## RECORD EXCERPTS:

· · · · · · ·

PR #284, opened 2022-07-18
chore(playground): move components to separate files

pinussilvestrus:
Just as a cleanup activity. 

* Change structure of Playground to have components in separate files
* Prepares the playground to changes that will come (cf. https://github.com/bpmn-io/internal-docs/issues/527).


philippfromme (approved):
Makes sense. 👍🏻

· · · · · · ·

## WORK REQUIRED:
Every record listed above should be reproduced exactly.

## THE COMPLETED TASK:
PR #284, opened 2022-07-18
chore(playground): move components to separate files

pinussilvestrus:
Just as a cleanup activity. 

* Change structure of Playground to have components in separate files
* Prepares the playground to changes that will come (cf. https://github.com/bpmn-io/internal-docs/issues/527).


philippfromme (approved):
Makes sense. 👍🏻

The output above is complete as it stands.